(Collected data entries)
=-=-=-=-=

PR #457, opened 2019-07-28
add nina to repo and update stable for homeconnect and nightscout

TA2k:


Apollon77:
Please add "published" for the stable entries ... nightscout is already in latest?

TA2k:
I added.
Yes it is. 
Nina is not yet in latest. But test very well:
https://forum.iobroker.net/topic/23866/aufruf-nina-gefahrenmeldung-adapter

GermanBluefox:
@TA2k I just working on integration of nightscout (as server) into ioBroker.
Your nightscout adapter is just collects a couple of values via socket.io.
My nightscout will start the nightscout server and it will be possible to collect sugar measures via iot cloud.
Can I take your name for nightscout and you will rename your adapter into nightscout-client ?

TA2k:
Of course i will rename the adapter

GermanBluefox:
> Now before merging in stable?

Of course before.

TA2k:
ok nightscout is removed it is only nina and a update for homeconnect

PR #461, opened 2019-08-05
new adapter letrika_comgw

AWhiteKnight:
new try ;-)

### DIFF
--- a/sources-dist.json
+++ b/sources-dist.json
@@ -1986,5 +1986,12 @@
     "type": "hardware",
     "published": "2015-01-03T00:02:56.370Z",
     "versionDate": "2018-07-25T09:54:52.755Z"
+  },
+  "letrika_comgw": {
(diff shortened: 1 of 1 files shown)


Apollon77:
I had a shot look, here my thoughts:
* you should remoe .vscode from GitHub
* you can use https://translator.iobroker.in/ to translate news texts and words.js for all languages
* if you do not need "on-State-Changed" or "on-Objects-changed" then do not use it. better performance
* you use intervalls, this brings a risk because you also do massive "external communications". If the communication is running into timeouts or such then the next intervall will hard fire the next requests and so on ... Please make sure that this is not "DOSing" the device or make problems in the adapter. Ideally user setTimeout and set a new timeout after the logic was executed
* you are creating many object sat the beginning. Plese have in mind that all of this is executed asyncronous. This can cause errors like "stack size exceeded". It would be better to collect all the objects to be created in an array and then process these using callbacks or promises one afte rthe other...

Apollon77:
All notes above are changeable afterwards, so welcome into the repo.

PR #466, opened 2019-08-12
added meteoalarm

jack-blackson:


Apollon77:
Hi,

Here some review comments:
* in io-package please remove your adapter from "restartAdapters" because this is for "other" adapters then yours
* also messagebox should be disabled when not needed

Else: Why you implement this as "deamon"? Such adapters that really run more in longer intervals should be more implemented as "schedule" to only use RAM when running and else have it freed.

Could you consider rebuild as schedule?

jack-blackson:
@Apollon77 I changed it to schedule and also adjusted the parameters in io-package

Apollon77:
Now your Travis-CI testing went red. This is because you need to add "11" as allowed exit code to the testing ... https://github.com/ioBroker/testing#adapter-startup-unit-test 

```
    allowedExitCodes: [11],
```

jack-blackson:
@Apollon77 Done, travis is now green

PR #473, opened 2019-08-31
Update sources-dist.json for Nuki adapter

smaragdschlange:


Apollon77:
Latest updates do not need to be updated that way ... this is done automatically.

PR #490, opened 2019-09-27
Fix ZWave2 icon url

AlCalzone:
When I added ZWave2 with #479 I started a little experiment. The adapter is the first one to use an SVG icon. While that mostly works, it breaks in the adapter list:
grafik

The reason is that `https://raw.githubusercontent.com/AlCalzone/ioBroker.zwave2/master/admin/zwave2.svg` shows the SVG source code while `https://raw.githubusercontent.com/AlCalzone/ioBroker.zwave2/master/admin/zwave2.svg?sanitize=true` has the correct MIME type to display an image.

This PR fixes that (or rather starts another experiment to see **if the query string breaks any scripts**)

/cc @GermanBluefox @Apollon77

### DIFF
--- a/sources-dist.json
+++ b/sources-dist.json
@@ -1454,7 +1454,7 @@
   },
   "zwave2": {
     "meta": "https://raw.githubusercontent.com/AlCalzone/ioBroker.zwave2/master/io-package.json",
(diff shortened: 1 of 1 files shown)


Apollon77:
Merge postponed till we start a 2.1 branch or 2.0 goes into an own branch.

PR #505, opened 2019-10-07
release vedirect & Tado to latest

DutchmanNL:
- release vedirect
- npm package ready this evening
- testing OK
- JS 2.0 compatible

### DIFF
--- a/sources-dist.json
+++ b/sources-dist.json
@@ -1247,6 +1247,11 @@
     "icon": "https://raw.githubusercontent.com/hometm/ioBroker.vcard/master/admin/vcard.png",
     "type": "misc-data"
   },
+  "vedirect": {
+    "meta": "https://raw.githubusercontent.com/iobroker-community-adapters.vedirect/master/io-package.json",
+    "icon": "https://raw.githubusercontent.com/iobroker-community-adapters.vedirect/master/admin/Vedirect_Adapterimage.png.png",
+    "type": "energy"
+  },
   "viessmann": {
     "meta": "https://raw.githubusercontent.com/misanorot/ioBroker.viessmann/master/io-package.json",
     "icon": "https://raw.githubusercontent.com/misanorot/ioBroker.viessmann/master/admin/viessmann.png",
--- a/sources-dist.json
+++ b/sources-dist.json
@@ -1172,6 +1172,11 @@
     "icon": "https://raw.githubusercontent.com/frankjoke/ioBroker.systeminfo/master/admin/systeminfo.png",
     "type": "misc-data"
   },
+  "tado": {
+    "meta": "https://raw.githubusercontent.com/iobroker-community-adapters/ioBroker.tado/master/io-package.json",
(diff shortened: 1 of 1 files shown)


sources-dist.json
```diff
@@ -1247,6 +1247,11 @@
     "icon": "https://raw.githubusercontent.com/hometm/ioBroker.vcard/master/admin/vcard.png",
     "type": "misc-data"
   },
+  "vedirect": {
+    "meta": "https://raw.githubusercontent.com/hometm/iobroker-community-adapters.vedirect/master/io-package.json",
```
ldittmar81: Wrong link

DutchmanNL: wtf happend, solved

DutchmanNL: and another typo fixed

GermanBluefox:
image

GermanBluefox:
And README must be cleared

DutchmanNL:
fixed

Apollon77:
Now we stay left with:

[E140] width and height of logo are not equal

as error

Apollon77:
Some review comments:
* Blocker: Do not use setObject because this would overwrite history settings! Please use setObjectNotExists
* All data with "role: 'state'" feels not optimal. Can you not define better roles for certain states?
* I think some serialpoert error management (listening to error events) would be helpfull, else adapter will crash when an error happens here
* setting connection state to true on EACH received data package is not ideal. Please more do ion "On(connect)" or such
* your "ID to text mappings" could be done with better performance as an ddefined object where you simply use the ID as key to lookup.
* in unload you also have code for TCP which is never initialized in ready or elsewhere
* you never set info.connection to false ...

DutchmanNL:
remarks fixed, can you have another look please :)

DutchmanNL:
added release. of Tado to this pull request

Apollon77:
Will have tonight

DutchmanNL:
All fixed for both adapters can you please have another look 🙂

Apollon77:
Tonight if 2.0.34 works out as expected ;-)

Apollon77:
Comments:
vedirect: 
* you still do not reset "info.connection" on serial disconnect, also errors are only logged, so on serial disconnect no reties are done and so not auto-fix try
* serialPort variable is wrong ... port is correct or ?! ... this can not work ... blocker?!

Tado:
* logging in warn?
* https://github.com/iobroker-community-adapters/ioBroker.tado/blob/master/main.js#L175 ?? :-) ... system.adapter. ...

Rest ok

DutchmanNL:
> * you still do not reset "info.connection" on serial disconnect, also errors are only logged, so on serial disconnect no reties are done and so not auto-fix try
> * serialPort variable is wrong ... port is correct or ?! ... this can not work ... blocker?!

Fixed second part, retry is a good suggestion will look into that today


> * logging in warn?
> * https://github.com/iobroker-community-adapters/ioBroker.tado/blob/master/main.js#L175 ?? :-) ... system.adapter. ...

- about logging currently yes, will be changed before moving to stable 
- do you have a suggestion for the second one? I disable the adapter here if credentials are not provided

=-=-=-=-=

Please print each entry once more, exactly as it reads.

PR #457, opened 2019-07-28
add nina to repo and update stable for homeconnect and nightscout

TA2k:


Apollon77:
Please add "published" for the stable entries ... nightscout is already in latest?

TA2k:
I added.
Yes it is. 
Nina is not yet in latest. But test very well:
https://forum.iobroker.net/topic/23866/aufruf-nina-gefahrenmeldung-adapter

GermanBluefox:
@TA2k I just working on integration of nightscout (as server) into ioBroker.
Your nightscout adapter is just collects a couple of values via socket.io.
My nightscout will start the nightscout server and it will be possible to collect sugar measures via iot cloud.
Can I take your name for nightscout and you will rename your adapter into nightscout-client ?

TA2k:
Of course i will rename the adapter

GermanBluefox:
> Now before merging in stable?

Of course before.

TA2k:
ok nightscout is removed it is only nina and a update for homeconnect

PR #461, opened 2019-08-05
new adapter letrika_comgw

AWhiteKnight:
new try ;-)

### DIFF
--- a/sources-dist.json
+++ b/sources-dist.json
@@ -1986,5 +1986,12 @@
     "type": "hardware",
     "published": "2015-01-03T00:02:56.370Z",
     "versionDate": "2018-07-25T09:54:52.755Z"
+  },
+  "letrika_comgw": {
(diff shortened: 1 of 1 files shown)


Apollon77:
I had a shot look, here my thoughts:
* you should remoe .vscode from GitHub
* you can use https://translator.iobroker.in/ to translate news texts and words.js for all languages
* if you do not need "on-State-Changed" or "on-Objects-changed" then do not use it. better performance
* you use intervalls, this brings a risk because you also do massive "external communications". If the communication is running into timeouts or such then the next intervall will hard fire the next requests and so on ... Please make sure that this is not "DOSing" the device or make problems in the adapter. Ideally user setTimeout and set a new timeout after the logic was executed
* you are creating many object sat the beginning. Plese have in mind that all of this is executed asyncronous. This can cause errors like "stack size exceeded". It would be better to collect all the objects to be created in an array and then process these using callbacks or promises one afte rthe other...

Apollon77:
All notes above are changeable afterwards, so welcome into the repo.

PR #466, opened 2019-08-12
added meteoalarm

jack-blackson:


Apollon77:
Hi,

Here some review comments:
* in io-package please remove your adapter from "restartAdapters" because this is for "other" adapters then yours
* also messagebox should be disabled when not needed

Else: Why you implement this as "deamon"? Such adapters that really run more in longer intervals should be more implemented as "schedule" to only use RAM when running and else have it freed.

Could you consider rebuild as schedule?

jack-blackson:
@Apollon77 I changed it to schedule and also adjusted the parameters in io-package

Apollon77:
Now your Travis-CI testing went red. This is because you need to add "11" as allowed exit code to the testing ... https://github.com/ioBroker/testing#adapter-startup-unit-test 

```
    allowedExitCodes: [11],
```

jack-blackson:
@Apollon77 Done, travis is now green

PR #473, opened 2019-08-31
Update sources-dist.json for Nuki adapter

smaragdschlange:


Apollon77:
Latest updates do not need to be updated that way ... this is done automatically.

PR #490, opened 2019-09-27
Fix ZWave2 icon url

AlCalzone:
When I added ZWave2 with #479 I started a little experiment. The adapter is the first one to use an SVG icon. While that mostly works, it breaks in the adapter list:
grafik

The reason is that `https://raw.githubusercontent.com/AlCalzone/ioBroker.zwave2/master/admin/zwave2.svg` shows the SVG source code while `https://raw.githubusercontent.com/AlCalzone/ioBroker.zwave2/master/admin/zwave2.svg?sanitize=true` has the correct MIME type to display an image.

This PR fixes that (or rather starts another experiment to see **if the query string breaks any scripts**)

/cc @GermanBluefox @Apollon77

### DIFF
--- a/sources-dist.json
+++ b/sources-dist.json
@@ -1454,7 +1454,7 @@
   },
   "zwave2": {
     "meta": "https://raw.githubusercontent.com/AlCalzone/ioBroker.zwave2/master/io-package.json",
(diff shortened: 1 of 1 files shown)


Apollon77:
Merge postponed till we start a 2.1 branch or 2.0 goes into an own branch.

PR #505, opened 2019-10-07
release vedirect & Tado to latest

DutchmanNL:
- release vedirect
- npm package ready this evening
- testing OK
- JS 2.0 compatible

### DIFF
--- a/sources-dist.json
+++ b/sources-dist.json
@@ -1247,6 +1247,11 @@
     "icon": "https://raw.githubusercontent.com/hometm/ioBroker.vcard/master/admin/vcard.png",
     "type": "misc-data"
   },
+  "vedirect": {
+    "meta": "https://raw.githubusercontent.com/iobroker-community-adapters.vedirect/master/io-package.json",
+    "icon": "https://raw.githubusercontent.com/iobroker-community-adapters.vedirect/master/admin/Vedirect_Adapterimage.png.png",
+    "type": "energy"
+  },
   "viessmann": {
     "meta": "https://raw.githubusercontent.com/misanorot/ioBroker.viessmann/master/io-package.json",
     "icon": "https://raw.githubusercontent.com/misanorot/ioBroker.viessmann/master/admin/viessmann.png",
--- a/sources-dist.json
+++ b/sources-dist.json
@@ -1172,6 +1172,11 @@
     "icon": "https://raw.githubusercontent.com/frankjoke/ioBroker.systeminfo/master/admin/systeminfo.png",
     "type": "misc-data"
   },
+  "tado": {
+    "meta": "https://raw.githubusercontent.com/iobroker-community-adapters/ioBroker.tado/master/io-package.json",
(diff shortened: 1 of 1 files shown)


sources-dist.json
```diff
@@ -1247,6 +1247,11 @@
     "icon": "https://raw.githubusercontent.com/hometm/ioBroker.vcard/master/admin/vcard.png",
     "type": "misc-data"
   },
+  "vedirect": {
+    "meta": "https://raw.githubusercontent.com/hometm/iobroker-community-adapters.vedirect/master/io-package.json",
```
ldittmar81: Wrong link

DutchmanNL: wtf happend, solved

DutchmanNL: and another typo fixed

GermanBluefox:
image

GermanBluefox:
And README must be cleared

DutchmanNL:
fixed

Apollon77:
Now we stay left with:

[E140] width and height of logo are not equal

as error

Apollon77:
Some review comments:
* Blocker: Do not use setObject because this would overwrite history settings! Please use setObjectNotExists
* All data with "role: 'state'" feels not optimal. Can you not define better roles for certain states?
* I think some serialpoert error management (listening to error events) would be helpfull, else adapter will crash when an error happens here
* setting connection state to true on EACH received data package is not ideal. Please more do ion "On(connect)" or such
* your "ID to text mappings" could be done with better performance as an ddefined object where you simply use the ID as key to lookup.
* in unload you also have code for TCP which is never initialized in ready or elsewhere
* you never set info.connection to false ...

DutchmanNL:
remarks fixed, can you have another look please :)

DutchmanNL:
added release. of Tado to this pull request

Apollon77:
Will have tonight

DutchmanNL:
All fixed for both adapters can you please have another look 🙂

Apollon77:
Tonight if 2.0.34 works out as expected ;-)

Apollon77:
Comments:
vedirect: 
* you still do not reset "info.connection" on serial disconnect, also errors are only logged, so on serial disconnect no reties are done and so not auto-fix try
* serialPort variable is wrong ... port is correct or ?! ... this can not work ... blocker?!

Tado:
* logging in warn?
* https://github.com/iobroker-community-adapters/ioBroker.tado/blob/master/main.js#L175 ?? :-) ... system.adapter. ...

Rest ok

DutchmanNL:
> * you still do not reset "info.connection" on serial disconnect, also errors are only logged, so on serial disconnect no reties are done and so not auto-fix try
> * serialPort variable is wrong ... port is correct or ?! ... this can not work ... blocker?!

Fixed second part, retry is a good suggestion will look into that today


> * logging in warn?
> * https://github.com/iobroker-community-adapters/ioBroker.tado/blob/master/main.js#L175 ?? :-) ... system.adapter. ...

- about logging currently yes, will be changed before moving to stable 
- do you have a suggestion for the second one? I disable the adapter here if credentials are not provided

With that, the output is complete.